All to the good—yet one still wishes that Lafond had tackled some of the more dramatic memories that existed in the Peloponnese in the first and second centuries A.D. However powerful the local euergistic elite was in, say, Megalopolis, however much it strove to preserve the memory of its recent benefactions, and however much it funded the Lykaia Kaisareia and hence indirectly supported the connection to Rome (see above), the annual ceremonies honoring the glorious memory of the conquering general Philopoemen (or the statues and inscriptions honoring the saving benefactions of the historian Polybius) must have been very significant in terms of preserving the local civic identity of the city—an identity different from the connection to Rome. One imagines the same was true with the Shield of Pyrrhus, memorializing the military victory of 272 B.C. which saved Argos from Epirote (and royal) domination, and which was lovingly preserved at Argos. Discussion of these more obvious aspects of civic identity would have rounded out Lafond’s study. Finally, the book is written in a turgid and (one must say) “deconstructionist” French, and its always convoluted sentences can run a paragraph long. This is unnecessary and detracts from the study; Lafond needed a better editor for this interesting book.

Notes

1. See B. Dreyer and H. Engelmann, Die Inschriften von Metropolis I: Die Dekrete für Apollonios: Städtische Politik under den Attaliden und im Konflikt zwischen Aristonikos und Rom ( IGSK 63:1) (Bonn, 2003).

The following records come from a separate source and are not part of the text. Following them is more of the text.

Issue #139, opened 2019-03-19
Orange tag has insufficient contrast


aardrian:
The orange tag for specification has insufficient contrast with its white text (see [WCAG 2.1 SC 1.4.3](https://www.w3.org/WAI/WCAG21/quickref/?showtechniques=141#contrast-minimum) and [G18: Technique for meeting 1.4.3](https://www.w3.org/TR/WCAG20-TECHS/G18.html)). The text is white (#fff) and the background is orange (#f90), producing a contrast ratio of 2.1:1, well below the 4.5:1 minimum.

![2019-03-19 (2)](https://user-images.githubusercontent.com/1376607/54600790-ee0a5780-4a13-11e9-9d0d-791692cfbd12.png)

Orange and white generally have poor contrast, so you will end up with an almost brown color if you try to darken it to meet 4.5:1.

littledan:
@aardrian Thanks for raising this issue. Would you be interested in making a PR to fix it?

aardrian:
Sure. Do you have a color palette already defined or some other parameters? Or can I just make a choice/suggestion?

littledan:
Suggestions would be welcome.

aardrian:
Fixed with https://github.com/tc39/tc39.github.io/pull/140.

PR #140, opened 2019-03-19
TC39 orange tweaked to 4.5:1 contrast ratio on white.

aardrian:
This is part of a couple changes to make the orange tags meet WCAG 2.1 contrast requirements per issue #139 .

### DIFF
--- a/_sass/_variables.scss
+++ b/_sass/_variables.scss
@@ -1,5 +1,6 @@
 // Colors
 $color-tc39: #f90;
+$color-tc39-a11y: #AB6700;
 $color-primary: #017e78;
 $color-link: #017e78;
 $color-text: #000;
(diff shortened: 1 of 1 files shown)


littledan:
This tweak makes sense to me. In particular, this orange is to be used when the text is light, whereas the other orange is to be used when the text is dark, right? I would suggest naming it tc39-orange-dark, but feel free to leave it as is if you prefer this name.

aardrian:
I changed it to `tc39-dark`. It needs to make sense to project maintainers, not me.

ExE-Boss:
New color preview: `#AB6700`

littledan:
Does the color need to be repeated rather than referencing the new variable?

aardrian:
@littledan I suspect not. I am not a SASS guy, so I defer to you on whether one variable can reference another variable. Happy to edit.

littledan:
Thanks for the fix!

PR #143, opened 2019-03-19
Duplicated hover styles to focus

aardrian:
This supports keyboard-only users by replicating the hover states as focus styles. The catch is that the hover states are on the container _and_ the interactive control, necessitating `:focus-within`. Because this selector will kill an entire style for IE users when added into another selector, it warrants its own stand-alone selector (and still leaves IE users unsupported for focus styles, so there is still a gap). Also, I do not know SASS (woo!).

### DIFF
--- a/_sass/_featurelist.scss
+++ b/_sass/_featurelist.scss
@@ -23,6 +23,9 @@
       &:hover {
         background-color: transparent;
       }
+      &:focus-within {
+        background-color: transparent;
+      }
       a {
         color: white;
         text-decoration: none;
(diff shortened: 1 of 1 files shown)


aardrian:
BTW, if you want to test in your browser dev tools, these are the styles I am trying to get into your SASS files:

```
.featurelist__item__tag:focus-within {
    background-color: transparent;
}

.featurelist__item__presented:focus-within a {
    color: #a63446;
}

.featurelist__item__tests:focus-within a {
    color: #017e78;
}

.featurelist__item__spec:focus-within a {
    color: #AB6700;
}
```

littledan (approved):

PR #294, opened 2022-07-30
Revert "ensure Prettier accommodates EditorConfig options"

smorimoto:
Reverts tc39/tc39.github.io#293


smorimoto:
We didn't really need this option: https://github.com/prettier/prettier/issues/6176#issuecomment-498808239

DerekNonGeneric:
Good catch, the docs are quite misleading in that regard.

PR #295, opened 2022-08-18
fix(stylelint): re-order presets correctly

DerekNonGeneric:
`stylelint-config-prettier-scss` disables all rules that conflict
with Prettier. Leave this preset at the bottom so that it can't be
overridden.

> Make sure to put it **last**, so it will override other configs.

Refs: https://github.com/prettier/stylelint-config-prettier-scss#installation

/cc @smorimoto

### DIFF
--- a/.stylelintrc.json
+++ b/.stylelintrc.json
@@ -1,7 +1,7 @@
 {
   "extends": [
     "stylelint-config-standard-scss",
-    "stylelint-config-prettier-scss",
-    "stylelint-config-recess-order"
+    "stylelint-config-recess-order",
+    "stylelint-config-prettier-scss"
   ]
 }


DerekNonGeneric:
I am unsure if this change introduces anything actionable regarding re-styling, but CI is green, so it seems good to go assuming it is currently set up to lint on PR.

/cc @smorimoto

smorimoto (approved):

smorimoto:
Good catch!

smorimoto:
It would also be nice to add a format check step to CI...

DerekNonGeneric:
> It would also be nice to add a format check step to CI...

Yeah, how do you want to handle that? There are a few ways that come to mind&hellip;

Want to use a GitHub action to determine which formatter to run depending on the file extension or something?

PR #310, opened 2023-03-06
Correct outdated fields in `package.json`

smorimoto:
This patch corrects all outdated fields in `package.json` based on the npm
official specification.

Signed-off-by: Sora Morimoto <sora@morimoto.io>

### DIFF
--- a/package.json
+++ b/package.json
@@ -1,9 +1,10 @@
 {
-  "name": "tc39-web-draft",
-  "private": true,
-  "version": "0.0.0",
-  "description": "Draft for TC39 website",
-  "main": "index.js",
+  "name": "@tc39/tc39.github.io",
+  "description": "Get involved in specifying JavaScript",
+  "repository": {
+    "type": "git",
+    "url": "https://github.com/tc39/tc39.github.io.git"
+  },
   "scripts": {
     "lint": "npm run lint:js && npm run lint:scss && npm run lint:format",
     "lint:js": "eslint --ext=.js,.mjs .",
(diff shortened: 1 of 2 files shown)


package.json
```diff
@@ -1,9 +1,20 @@
 {
-  "name": "tc39-web-draft",
-  "private": true,
+  "name": "@tc39/tc39.github.io",
```
ljharb, line 2: since private is true, i'm not sure why the name matters, but this is fine

package.json
```diff
@@ -1,9 +1,20 @@
...
   "version": "0.0.0",
-  "description": "Draft for TC39 website",
-  "main": "index.js",
+  "description": "Get involved in specifying JavaScript",
+  "homepage": "https://github.com/tc39/tc39.github.io",
+  "bugs": {
+    "url": "https://github.com/tc39/tc39.github.io/issues"
+  },
```
ljharb: all of these fields are only used when a package is published, so there's no need for them to be here

package.json
smorimoto: It was a kind of normalisation.

package.json
smorimoto: Indeed. I thought about getting rid of them, but I just made a pure correction here, somehow. On an extreme level, we can remove all the extra metafield except private.

jasonwilliams: Yeah I’m not sure if all of these are needed.

I would change or remove `maintainers` as I believe ujjwal, myself and potentially others are still around too. Yulia also created this site with myself, Ujjwal and some others initially so having the concept of a single “author” doesn’t make much sense in this context.

node we can keep for local development, license is fine, description and name are ok to keep.

smorimoto: Those opinions certainly sound reasonable. I reflected it in the latest commit.

package.json
```diff
@@ -20,19 +17,6 @@
     "prebuild": "npm run sass",
     "start": "npx @11ty/eleventy --serve --watch"
   },
-  "repository": {
```
ctcpip, line 23: suggest keeping `repository`

smorimoto: Given that this is an application, not a package, this field also seems unnecessary. What do you think?

ljharb: the repository field still works in applications with `npm repo`, so it's best to keep it.

smorimoto: OK - I just restored it

ctcpip (approved):
ambivalent about `homepage` being nixed, but LGTM

PR #312, opened 2023-03-06
✨ update agenda and notes links

### LINKED ISSUE #311: outdated links to agenda and meeting notes
under the first menu: tc39

are these updated manually?

ctcpip:
resolves #311

### DIFF
--- a/_layouts/menu.html
+++ b/_layouts/menu.html
@@ -16,7 +16,7 @@
       <li class="submenu-item">
         <a
           class="menu-link"
-          href="https://github.com/tc39/agendas/blob/main/2023/03.md"
+          href="https://github.com/tc39/agendas/blob/HEAD/2023/03.md"
         >
           {{ site["navigation"]["TC39"]["agenda"] }}
         </a>
@@ -24,7 +24,7 @@
       <li class="submenu-item">
         <a
           class="menu-link"
-          href="https://github.com/tc39/notes/tree/main/meetings/2023-01"
+          href="https://github.com/tc39/notes/tree/HEAD/meetings/2023-01"
         >
           {{ site["navigation"]["TC39"]["notes"] }}
         </a>
--- a/_layouts/menu.html
+++ b/_layouts/menu.html
@@ -16,7 +16,7 @@
       <li class="submenu-item">
         <a
           class="menu-link"
-          href="https://github.com/tc39/agendas/blob/HEAD/2022/09.md"
+          href="https://github.com/tc39/agendas/blob/main/2023/03.md"
         >
           {{ site["navigation"]["TC39"]["agenda"] }}
         </a>
@@ -24,7 +24,7 @@
       <li class="submenu-item">
         <a
           class="menu-link"
-          href="https://github.com/tc39/notes/blob/HEAD/meetings/2022-06"
+          href="https://github.com/tc39/notes/tree/main/meetings/2023-01"
         >
           {{ site["navigation"]["TC39"]["notes"] }}
         </a>


_layouts/menu.html
```diff
@@ -16,15 +16,15 @@
       <li class="submenu-item">
         <a
           class="menu-link"
-          href="https://github.com/tc39/agendas/blob/HEAD/2022/09.md"
+          href="https://github.com/tc39/agendas/blob/main/2023/03.md"
```
ljharb:
```suggestion
          href="https://github.com/tc39/agendas/blob/HEAD/2023/03.md"
```

_layouts/menu.html
```diff
@@ -16,15 +16,15 @@
...
         >
           {{ site["navigation"]["TC39"]["agenda"] }}
         </a>
       </li>
       <li class="submenu-item">
         <a
           class="menu-link"
-          href="https://github.com/tc39/notes/blob/HEAD/meetings/2022-06"
+          href="https://github.com/tc39/notes/tree/main/meetings/2023-01"
```
ljharb:
```suggestion
          href="https://github.com/tc39/notes/tree/HEAD/meetings/2023-01"
```
why is this one "tree" and the other one "blob" above?

ctcpip: `blob` is a file

_layouts/menu.html
ctcpip: I prefer the static ref over the symbolic

_layouts/menu.html
ljharb: ah, so the previous link here was wrong?

_layouts/menu.html
ljharb: The intention is to use links that don't hardcode the name of the default branch, to avoid the same churn that happened with master → main. We do the same thing org-wide, generally.

_layouts/menu.html
ctcpip: correct

_layouts/menu.html
ctcpip: `HEAD` is not actually documented anywhere and could break, although unlikely.

one subtle difference is that HEAD actually points to a commit id (the HEAD of course), and if you navigate around, all the links become commit-tree specific which is really annoying.  like if from there, I click the month, I go to `https://github.com/tc39/agendas/tree/9221e949320f570bc86405ec3a90310b219fb0bd/2023` instead of `https://github.com/tc39/agendas/tree/main/2023`

ljharb: I'm skeptical it's not documented anywhere, but either way all of TC39 relies on it already so I don't think that's a significant concern :-)

Re the commit ID, that's true, but why is that annoying?

ctcpip: well -- for one example where it was annoying was updating these links.  I went to the existing links, and clicked to navigate the repo to go to the most recent, and of course I did not get the links I needed.  I got:

`https://github.com/tc39/agendas/blob/9221e949320f570bc86405ec3a90310b219fb0bd/2023/03.md`
and
`https://github.com/tc39/notes/tree/c7fa95d3f2d0af68eaba9d388d5f79f2e166a4cc/meetings/2023-01`

ljharb: Fair. I'm not sure that's worth hardcoding breakable links tho for the common use case of "reading the notes"

ctcpip: they're not really breakable any more than the HEAD links are... even `master` links still redirect to `main`.  (there are some in this repo that should get changed as well)

ljharb: Those redirects will break if anyone ever accidentally creates a master branch, altho the fix is easy (delete that branch) so maybe now that github has implemented this redirection logic (which didn't exist for awhile after people were switching default branch names en masse) it's not that big a deal 🤔

ctcpip: Screenshot 2023-03-06 at 1 35 58 PM

currently nearly a 50/50 split betwixt these variations in code refs anyway

not that it means anything

🤷

ljharb: i think that's mostly in proposal repos; in the long-term archival ones, like proposals and agendas and the spec, we're pretty good about sticking to HEAD i hope

ctcpip: I'm not gonna die on this hill, so I'll change it but

ctcpip: some of those refs should be pointing directly to commit IDs, I imagine, but... trade offs...

in any case, I will change to HEAD per momentum in this usage here, but for the record, suggest we use `main` in general

ljharb: I'll think more on it, thanks

ljharb (approved):

PR #314, opened 2023-03-17
🇫🇷  - translation

ctcpip:
🇫🇷 translation provided by @AugustinMauroy
review and corrections provided by @ThomasDq


ThomasDq (approved):

smorimoto:
I'm not very fluent in French, so I can't do a strict "review" here, but at least it's definitely better than nothing!

smorimoto (approved):

PR #322, opened 2023-04-18
Update `.nvmrc` to use Node.js 20

smorimoto:


ctcpip:
I think this is fine, but why not stick with the active LTS for this?

smorimoto:
I don't have a very strong opinion, but since it's just a runtime for development in a way here, I thought there was no reason to stick to anything too much 🙂

ljharb:
If the intention is to stick to LTS, it shouldn't have `18`, it should have `lts/*` or `lts/hydrogen` :-)

ctcpip:
more of an aside than anything else, but for _reasons_, I always prefer to specify the exact version -- `x.y.z`

but, I am fine with any of the above for this.  will approve as is, but will approve any of these alternatives as well

ctcpip (approved):

smorimoto:
There is no guarantee that CI will always work well with LTS, so I would just specify the major version here 😑 (As you know, the JS ecosystem grows too fast!)

PR #337, opened 2023-07-12
Update npm deps

smorimoto:
Since there was a major update to Prettier, there is a lot of re-formatting around the HTML.


ctcpip:
can we just delete the notes folder?  appears to be dead code

ctcpip:
I updated the lint commands to ignore the notes folder, as it's for legacy url preservation anyway

ctcpip (approved):

smorimoto:
Makes sense!

PR #339, opened 2023-08-08
Twitter is X now

smorimoto:


smorimoto:
This seems a bit strange, but at least it's not our thing 🤷‍♂️

image

ctcpip:
I think we should not change this right now.  There is a good chance it will re-re-brand back to Twitter.  Also, the vast majority of places I still see the bird logo and twitter reference.  And it's still `twitter.com`

smorimoto:
Well, I have no objection to keeping this 🙂

_layouts/page_footer.html
```diff
@@ -83,23 +81,22 @@ <h3 id="connect-label">{{ site["footer"]["connect"] }}</h3>
...
-                ><svg
-                  height="24"
-                  aria-label="Twitter"
-                  class="octicon octicon-mark-twitter"
-                  viewBox="0 0 16 16"
+            <a href="http://x.com/tc39" target="_blank">
+              <span class="icon">
+                <svg
+                  width="24"
+                  aria-label="X formerly known as Twitter"
```
smorimoto, line 88: Of course it's well-taken into account.

ljharb:
We shouldn’t make this change ever; if we don’t say “Twitter” we should just remove the irrelevant reference.

DerekNonGeneric (approved):
This seems good to me. I have been following the re-brand closely and it is progressing well. Even my bills for Twitter Blue are changing to X.

ctcpip:
closing for now.  we can reopen if we want to proceed with this change in the future

smorimoto:
Now I feel this topic should be revisited. Many sites have updated it and it is no longer too early.

ljharb:
It’s not about being early; changing it to X is a political statement we shouldn’t make, ever.

smorimoto:
Hmm? Wait, does it have any political intent?

ljharb:
Using the name “X” implies support of Elon and his agenda. It should either say “twitter” or be removed entirely.

ryzokuken:
I don't think using the name Twitter while continuing to use the service regularly makes much of a difference at this point. I feel that we should switch to X on the website but if you're against us being on the platform altogether, I'd be supportive of that.

ljharb:
I don’t care about being on the platform; i only care that if it’s listed, it’s not referred to by “X”.

robpalme:
At this point it is a matter of fact that the service renaming has happened, so updating the website to be accurate on URLs and names is the appropriate thing to do.

If you believe the association between the service and the committee is a problem, that should be raised as a separate issue and we can discuss it. Personally I'm not aware of folk who would be sentimental about closing the rarely-used `@TC39` X/Twitter account, so feel free to start a Reflector thread proposing this.

ctcpip:
Continuing to defiantly refer to it as twitter is more of a political statement than referring to it by the rebranded name.  Independent non profit news agencies such as AP and AFP refer to it as X, and we should follow suit.

ljharb:
I don’t think the account should be closed at all; I’m not sure why that keeps being suggested.

I think that if it can’t be left as “Twitter” then it should be removed from the website, is all.

@ctcpip im not saying we can’t make any political statements; I’m saying that the statement made by calling it Twitter is aligned with our values whereas the statement made by calling it X is not.

ctcpip:
We are not making a statement by referring to it as X. We _are_ making a statement by referring to it as twitter.

We should change it to X, or alternatively perhaps refer to it as both, as news orgs did for some time, before ultimately only referring to it as X.

ljharb:
> We are not making a statement by referring to it as X

Clearly i strongly disagree.

> We are making a statement by referring to it as twitter.

Yes, our stated values require us to do so imo.

robpalme:
>perhaps refer to it as both

Thanks for suggesting this compromise, @ctcpip - I don't want this to get missed. So I guess we would call it _"X, formerly known as Twitter"_.  This seems the most reasonable resolution that meets the accuracy requirement.

@ljharb does this resolve your concern?

ljharb:
It’s the least bad alternative to leaving it as is or removing the reference altogether, but it’s still not ideal.

I continue to fail to see the motivation to making a change tho - who is that benefiting?

jasonwilliams:
> I continue to fail to see the motivation to making a change tho 

Because thats the name of the social network, they’re not going to name it back and our icon is outdated, so Sora offered to change it.

> Using the name “X” implies support of Elon and his agenda. 

I don’t agree with that, and I don’t see any organisation referring to it as “X” supporting any agenda or Elon personally. W3C have updated their icon on https://www.w3.org/, ISO the same https://www.iso.org/home.html ECMA also https://ecma-international.org/ these are not standards organisations supporting an agenda (last I checked). 

> @ctcpip im not saying we can’t make any political statements; I’m saying that the statement made by calling it Twitter is aligned with our values whereas the statement made by calling it X is not.

I don’t think either of those actions are “making a statement”. The fact this very PR exists shows that not everyone sees updating this icon being politically sensitive or sending a message. It’s outdated and needs changing.

We should re-open this PR.

ljharb:
@jasonwilliams there's lots of things that a subset of people find problematic that are thus problematic; some people not sharing the concerns of others does not invalidate them, or else our entire inclusivity and CoC efforts wouldn't exist.

smorimoto:
In my opinion, as a person who knows nothing about political stuff, I don't see what's wrong with just basing the display on facts. Linking everything to politics will only make us feel like a wild-goose chase 🤷‍♂️

PR #354, opened 2023-11-03
Adopt corepack

smorimoto:


ljharb (changes requested):
Why? npm is what ships with node, corepack (which is still experimental) isn't needed for it, and we absolutely don't want to pin to a specific version of npm ever.

smorimoto:
Using corepack and forcing developers to have consistent npm versions between them is not a bad choice in my experience. I did consider that it might not be ideal to specify a single version, but I think it is enough to just run `corepack up` to bump up the lower bound as needed.

smorimoto:
(will be) superseded by #356.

2. For discussion of the conflict, see A. M. Eckstein, Moral Vision in the Histories of Polybius (Berkeley and Los Angeles, 1995), Chapter VII.

3. See the important observations of F. Millar, “The Mediterranean and the Roman Revolution: Politics, War, and the Economy,” in H. M. Cotton and G. M. Rogers, eds., Rome, the Greek World and the East, vol. 1: The Roman Republic and the Roman Revolution, by F. Millar (Chapel Hill, 2002), pp. 232-237.